ParameterRequiredDefaultDescription
datasourceYesThe name of the data source, as configured in DataWorks.
tableYesThe destination table to write to.
columnYesThe destination columns to write, as a JSON array. Use ["*"] to write to all columns in order.
preSqlNoSQL statements to run before the task starts — for example, to clear stale data. The codeless UI supports one statement; the code editor supports multiple.
postSqlNoSQL statements to run after the task completes — for example, to add a timestamp. The codeless UI supports one statement; the code editor supports multiple.
maxBatchRowsNo500000Maximum number of rows per import batch. Import starts when either maxBatchRows or batchSize is reached.
batchSizeNo104857600Maximum data size per import batch, in bytes. Import starts when either batchSize or maxBatchRows is reached.
maxRetriesNo3Number of retry attempts after a batch import failure.
labelPrefixNodatax_doris_writer_Prefix for the Stream Load label. The final label is labelPrefix + UUID, which prevents duplicate imports.
loadPropsNoStream Load request parameters, primarily used to configure the import format.
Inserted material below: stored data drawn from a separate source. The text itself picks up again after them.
PR #4223, opened 2022-05-12
Helm TRANSACTIONAL store type support

kerossin:
Add TRANSACTIONAL store type support to the Helm chart.

### DIFF
--- a/helm/nessie/templates/deployment.yaml
+++ b/helm/nessie/templates/deployment.yaml
@@ -81,6 +81,26 @@ spec:
             {{- end }}
             {{- end }}
 
+            {{- if eq .Values.versionStoreType "TRANSACTIONAL" }}
+            - name: QUARKUS_DATASOURCE_USERNAME
+              valueFrom:
+                secretKeyRef:
+                  name: {{ .Values.postgres.secret.name }}
+                  key: {{ .Values.postgres.secret.username }}
+            - name: QUARKUS_DATASOURCE_PASSWORD
+              valueFrom:
+                secretKeyRef:
+                  name: {{ .Values.postgres.secret.name }}
+                  key: {{ .Values.postgres.secret.password }}
+            - name: QUARKUS_DATASOURCE_JDBC_URL
+              value: {{ .Values.postgres.jdbcUrl }}
+            {{- end }}
+
+            {{- range .Values.versionStoreAdvancedConfig }}
+            - name: {{ .key }}
+              value: {{ .value | quote }}
+            {{- end }}
+
             {{- if .Values.authentication.enabled }}
             - name: NESSIE_SERVER_AUTHENTICATION_ENABLED
               value: {{ .Values.authentication.enabled | quote }}
--- a/helm/nessie/values.yaml
+++ b/helm/nessie/values.yaml
@@ -9,7 +9,7 @@ image:
 # The default logging level for the nessie server
 logLevel: INFO
 
-# which type of version store to use: INMEMORY, ROCKS, DYNAMO, MONGO
+# which type of version store to use: INMEMORY, ROCKS, DYNAMO, MONGO, TRANSACTIONAL
 versionStoreType: INMEMORY
 
 # this is needed when selecting ROCKS
@@ -28,6 +28,19 @@ dynamodb:
 mongodb:
   name: nessie
   connectionString: mongodb://localhost:27017
+
+# this is needed when selecting TRANSACTIONAL
+postgres:
+  jdbcUrl: jdbc:postgresql://localhost:5432/my_database
+  secret:
+    name: postgres-creds
+    username: postgres_username
+    password: postgres_password
+
+# environment variables for advanced version store configuration
+# versionStoreAdvancedConfig:
+#   - key: QUARKUS_DATASOURCE_JDBC_POOLING_ENABLED
+#     value: true
 
 # configures authentication for the nessie server
 authentication:
--- a/helm/nessie/README.md
+++ b/helm/nessie/README.md
@@ -30,7 +30,7 @@ The following table lists the configurable parameters of the Nessie chart and th
 | image.pullPolicy | Image pull policy, such as `IfNotPresent` / `Always` / `Never` | `IfNotPresent` |
 | image.tag | Overrides the image tag whose default is the chart version | `version` from `Chart.yaml` |
 | logLevel | The default logging level to be used | `INFO` |
-| versionStoreType | Version store to use: `INMEMORY` / `ROCKS` / `DYNAMO` / `MONGO` | `INMEMORY` |
+| versionStoreType | Version store to use: `INMEMORY` / `ROCKS` / `DYNAMO` / `MONGO` / `TRANSACTIONAL` | `INMEMORY` |
 | rocksdb | Configuration specific to `versionStoreType: ROCKS` | |
 | rocks.dbPath | Sets RocksDB storage path | `/tmp/rocks-nessie` |
 | dynamodb | Configuration specific to `versionStoreType: DYNAMO` | |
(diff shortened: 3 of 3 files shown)


helm/nessie/templates/deployment.yaml
```diff
@@ -81,6 +81,35 @@ spec:
             {{- end }}
             {{- end }}
 
+            {{- if eq .Values.versionStoreType "TRANSACTIONAL" }}
```
ajantha-bhat, line 84: As TRANSACTIONAL backend store, Nessie supports H2 also along with Postgres.

So, Instead of checking with TRANSACTIONAL, can we have separate one for each transactional adapters? (similar to how non-transactional backend type as one for each). 

It will be easy to add some more transactional type support in the future.

ajantha-bhat: oh, I see that enum itself has just trasnactional, 

https://github.com/projectnessie/nessie/blob/main/servers/quarkus-common/src/main/java/org/projectnessie/quarkus/config/VersionStoreConfig.java#L35

@snazy, @nastra, @dimas-b:   Should we rename it as specific (like postgres) to support other transactional ones ?

kerossin: I'm not sure how this works but it seems this Nessie image is built only with Postgres: https://github.com/projectnessie/nessie/blob/main/servers/quarkus-cli/src/main/resources/application.properties#L26

ajantha-bhat: Yeah, I observed that and hence posted that question. 
@kerossin: Sorry for spamming your PR. I will keep it in a separate discussion.

dimas-b: We have tests for H2 as well. If there's interest it should be possible to build an image for it too.

dimas-b: but yes, at this point only Postgres can be selected at runtime. It looks like supporting other JDBC drivers will require some code changes... Please feel free to open an issue for this :) At this point H2 should be easy to enable, but other RDBMS' should be possible too.

dimas-b (commented):
Thanks for contributing. I added a couple of nit-picky comments for code changes.

These change look good to me overall, however, if `TRANSACTIONAL` becomes used in actual deployments it might be preferable to clean-up the database adapter setup code to make sure other database backends can be used in the future without breaking existing use cases. I suspect this might involve renaming the `TRANSACTIONAL` enum (among other changes).

What do you think about opening a PR or issue for enabling first class support for RDBMS storage (with Postres and H2 for now) and then rebasing this work when the dabasebase adapter changes are ironed out?

helm/nessie/values.yaml
```diff
@@ -37,6 +37,25 @@ authentication:
   # Set the OIDC client ID when authentication.enabled=true. Each application has a client ID that is used to identify the application
   oidcClientId: nessie
 
+# this is needed when selecting TRANSACTIONAL
+postgres:
+  secret:
+    name: postgres-creds
+    usernameKey: username
+    passwordKey: password
+  jdbcUrl: jdbc:postgresql://localhost:5432/my_database
```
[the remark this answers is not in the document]
kerossin: Yes, I meant this an example. I reused it from here https://github.com/projectnessie/nessie/blob/main/servers/quarkus-cli/src/main/resources/application.properties#L33

helm/nessie/templates/deployment.yaml
```diff
@@ -81,6 +81,35 @@ spec:
...
+            - name: QUARKUS_DATASOURCE_DB_KIND
+              value: postgresql
```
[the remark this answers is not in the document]
kerossin: You're right. Removed it.

helm/nessie/values.yaml
```diff
@@ -37,6 +37,25 @@ authentication:
   # Set the OIDC client ID when authentication.enabled=true. Each application has a client ID that is used to identify the application
   oidcClientId: nessie
 
+# this is needed when selecting TRANSACTIONAL
+postgres:
+  secret:
+    name: postgres-creds
+    usernameKey: username
```
nastra, line 44: nit: let's rename those to `username=postgres_username` and `password=postgres_password` as the `Key` suffix is rather confusing. This also requires some additional docs in the README, similar to how we have it for DYNAMO (see my example below). 


### Providing secrets for Postgres

* Make sure you have a Secret in the following form:
```
> cat $PWD/postgres-creds
postgres_username=YOUR_USERNAME
postgres_password=YOUR_PASSWORD
```

helm/nessie/values.yaml
```diff
@@ -37,6 +37,25 @@ authentication:
...
+    passwordKey: password
+  jdbcUrl: jdbc:postgresql://localhost:5432/my_database
+
+# JDBC configuration options for Quarkus https://quarkus.io/guides/datasource
+# quarkusJdbcOptions:
+#   - key: QUARKUS_DATASOURCE_JDBC_POOLING_ENABLED
+#     value: true
+
+# Sets the catalog name to use via JDBC
```
nastra, line 53: given that we might want to expose more settingsI think it would make sense to move these settings into its own `versionStoreAdvancedConfig` section

nastra (commented):
In general the changes LGTM, just a few small improvements that should be done.

It would be great to also update the documentation about those new settings in the `README`

helm/nessie/values.yaml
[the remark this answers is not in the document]
kerossin: Sorry, was on vacation last week. Will look into your comments this week.

Do you mean to move `jdbcUrl` like:
```
postgres:
  jdbcUrl:
  secret:
```
?

helm/nessie/values.yaml
kerossin: With the `Key` suffix I meant to clarify that you need to specify the name of the key in the secret rather than the actual username or password but I can change it.

helm/nessie/values.yaml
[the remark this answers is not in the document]
nastra: yes exactly

helm/nessie/values.yaml
kerossin: Sure.

Should I leave these ones or remove them and let someone configure them as part of `versionStoreAdvancedConfig` as needed?
```
# Sets the catalog name to use via JDBC
# versionStoreAdvancedTxJdbcCatalog: nessie

# Sets the schema name to use via JDBC
# versionStoreAdvancedTxJdbcSchema: nessie
```

helm/nessie/values.yaml
nastra: yeah but when referring to secrets you're generally always referring to the Key within that secret, thus no need to use the `Key` suffix. With AWS secrets it's obviously different because the `Key` suffix is already part of the name "awsSecretAccessKey"

helm/nessie/values.yaml
nastra: if they are not strictly necessary for now, then just leave them out

nastra:
@kerossin can you also please update the docs in the README.md file to reflect those new settings?

helm/README.md
```diff
@@ -41,6 +41,12 @@ The following table lists the configurable parameters of the Nessie chart and th
 | mongodb | Configuration specific to `versionStoreType: MONGO` | |
 | mongodb.name | The database name | `nessie` |
 | mongodb.connectionString | The database connection string | `mongodb://localhost:27017` |
+| postgres | Configuration specific to `versionStoreType: TRANSACTIONAL` | |
+| postgres.jdbcUrl | The database connection URL | `jdbc:postgresql://localhost:5432/my_database` |
+| postgres.secret.name | The name of the secret where database credentials are stored | `postgres-creds` |
+| postgres.secret.username | The name of the username key inside the secret | `postgres_username` |
+| postgres.secret.password | The name of the password key inside the secret | `postgres_password` |
```
nastra, line 48: see https://github.com/projectnessie/nessie/pull/4223#discussion_r873385806, let's please also add a section below with:
### Providing secrets for Postgres

* Make sure you have a Secret in the following form:
```
> cat $PWD/postgres-creds
postgres_username=YOUR_USERNAME
postgres_password=YOUR_PASSWORD
```

nastra:
@kerossin can you please rebase and fix the merge conflict so that I could do another round of review? Note that the README was moved to a different location

nastra (approved):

See details below.

`loadProps` — import format configuration

By default, data is imported in CSV format with \t as the column delimiter and \n as the row delimiter:

"loadProps": {
  "format": "csv",
  "column_separator": "\\t",
  "line_delimiter": "\\n"
}

To import data in JSON format:

"loadProps": {
  "format": "json"
}

Write to aggregation type columns

Doris Writer supports writing to columns of aggregation types such as BITMAP and HLL. This requires additional configuration in the code editor: specify the column names in column, then define the aggregate functions in loadProps.columns.

  • For BITMAP columns: use the bitmap_hash function

  • For HLL columns: use the hll_hash function

Example

Consider the following Doris table, where uuid is of the BITMAP type and sex is of the HLL type:

CREATE TABLE `example_table_1` (
  `user_id` int(11) NULL,
  `date` varchar(10) NULL DEFAULT "10.5",
  `city` varchar(10) NULL,
  `uuid` bitmap BITMAP_UNION NULL,
  `sex` HLL HLL_UNION
) ENGINE=OLAP AGGREGATE KEY(`user_id`, `date`, `city`)
COMMENT 'OLAP' DISTRIBUTED BY HASH(`user_id`) BUCKETS 32

Raw data to insert:

user_id,date,city,uuid,sex
0,T0S4Pb,abc,43,'54'
1,T0S4Pd,fsd,34,'54'
2,T0S4Pb,fa3,53,'64'
4,T0S4Pb,fwe,87,'64'
5,T0S4Pb,gbr,90,'56'
2,iY3GiHkLF,234,100,'54'

Writer script for aggregation types:

{
  "stepType": "doris",
  "writer": {
    "parameter": {
      "column": [
        "user_id",
        "date",
        "city",
        "uuid",
        "sex"
      ],
      "loadProps": {
        "format": "csv",
        "column_separator": "\\x01",
        "line_delimiter": "\\x02",
        "columns": "user_id,date,city,k1,uuid=bitmap_hash(k1),k2,sex=hll_hash(k2)"
      },
      "postSql": [
        "select count(1) from example_tbl_3"
      ],
      "preSql": [],
      "datasource": "doris_datasource",
      "table": "doris_table_name"
    },
    "name": "Writer",
    "category": "writer"
  }
}

The key is the columns field in loadProps: it maps intermediate variables (k1, k2) to the raw input columns and applies the aggregate functions (bitmap_hash, hll_hash) before writing to the BITMAP and HLL columns.